▶ Records for the exercise:
PR #463, opened 2021-06-01
Always print compiler debug info on stderr

CohenArthur:
I am starting my work on cargo-gccrs, and the output from the compiler messes with what cargo expects as output. Since much of the debug prints are already done on `stderr` instead of `stdout`, this PR fixes what I believe to be the few remaining cases using `stdout`.

I used the following regexes (with ripgrep) to find all remaining instances of debug prints on `stdout`: `[^f]printf` and `fprintf \(stdout`

### DIFF
--- a/gcc/rust/rust-session-manager.cc
+++ b/gcc/rust/rust-session-manager.cc
@@ -456,7 +456,7 @@ Session::parse_files (int num_files, const char **files)
 
   for (int i = 0; i < num_files; i++)
     {
-      printf ("Attempting to parse file: %s\n", files[i]);
+      fprintf (stderr, "Attempting to parse file: %s\n", files[i]);
       parse_file (files[i]);
     }
   /* TODO: should semantic analysis be dealed with here? or per file? for now,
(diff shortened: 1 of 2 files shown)


philberty (approved):
I think this looks good but something that would be really useful for me if someone could fix this issue:  https://github.com/Rust-GCC/gccrs/issues/464

CohenArthur:
> I think this looks good but something that would be really useful for me if someone could fix this issue: #464

I could do this and replace all calls to `fprintf (stderr, ...)` with calls to `rust_debug (...)`?

philberty:
> > I think this looks good but something that would be really useful for me if someone could fix this issue: #464
> 
> I could do this and replace all calls to `fprintf (stderr, ...)` with calls to `rust_debug (...)`?

I think it makes sense in a separate PR. Just check that debug doesn't end up using stdout again lol.

dkm:
And using `rust_debug` would allow for a prefix and easier filtering

PR #465, opened 2021-06-02
Re-organize GCC/Rust testsuites

tschwinge:
... as discussed in
<https://gcc-rust.zulipchat.com/#narrow/stream/266897-general/topic/Testsuite.20results>:

> [...] best practice from what other GCC testsuites are doing), which I hope
> makes clearer the difference between the individual GCC/Rust testsuites:
> 'rust.test/compile' -> 'rust/compile/torture'
> 'rust.test/execute' -> 'rust/execute/torture'
> 'rust.test/unsupported' -> 'rust/compile/xfail'
> 'rust.test/xfail_compile' -> 'rust/compile'

... plus corresponding documentation updates in the '*.exp' files and
elsewhere.


philberty (approved):
I think I understand the naming of the other test suites better now. Thanks for doing this, I think it should be up to your or @dkm to merge this since your both more experienced than I am with this.

dkm:
It's really better like this :+1: 
bors r+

▶ What is required: Copy each line from the entries above that has the word "prints" in it.

▶ Exercise solution:
I am starting my work on cargo-gccrs, and the output from the compiler messes with what cargo expects as output. Since much of the debug prints are already done on `stderr` instead of `stdout`, this PR fixes what I believe to be the few remaining cases using `stdout`.
I used the following regexes (with ripgrep) to find all remaining instances of debug prints on `stdout`: `[^f]printf` and `fprintf \(stdout`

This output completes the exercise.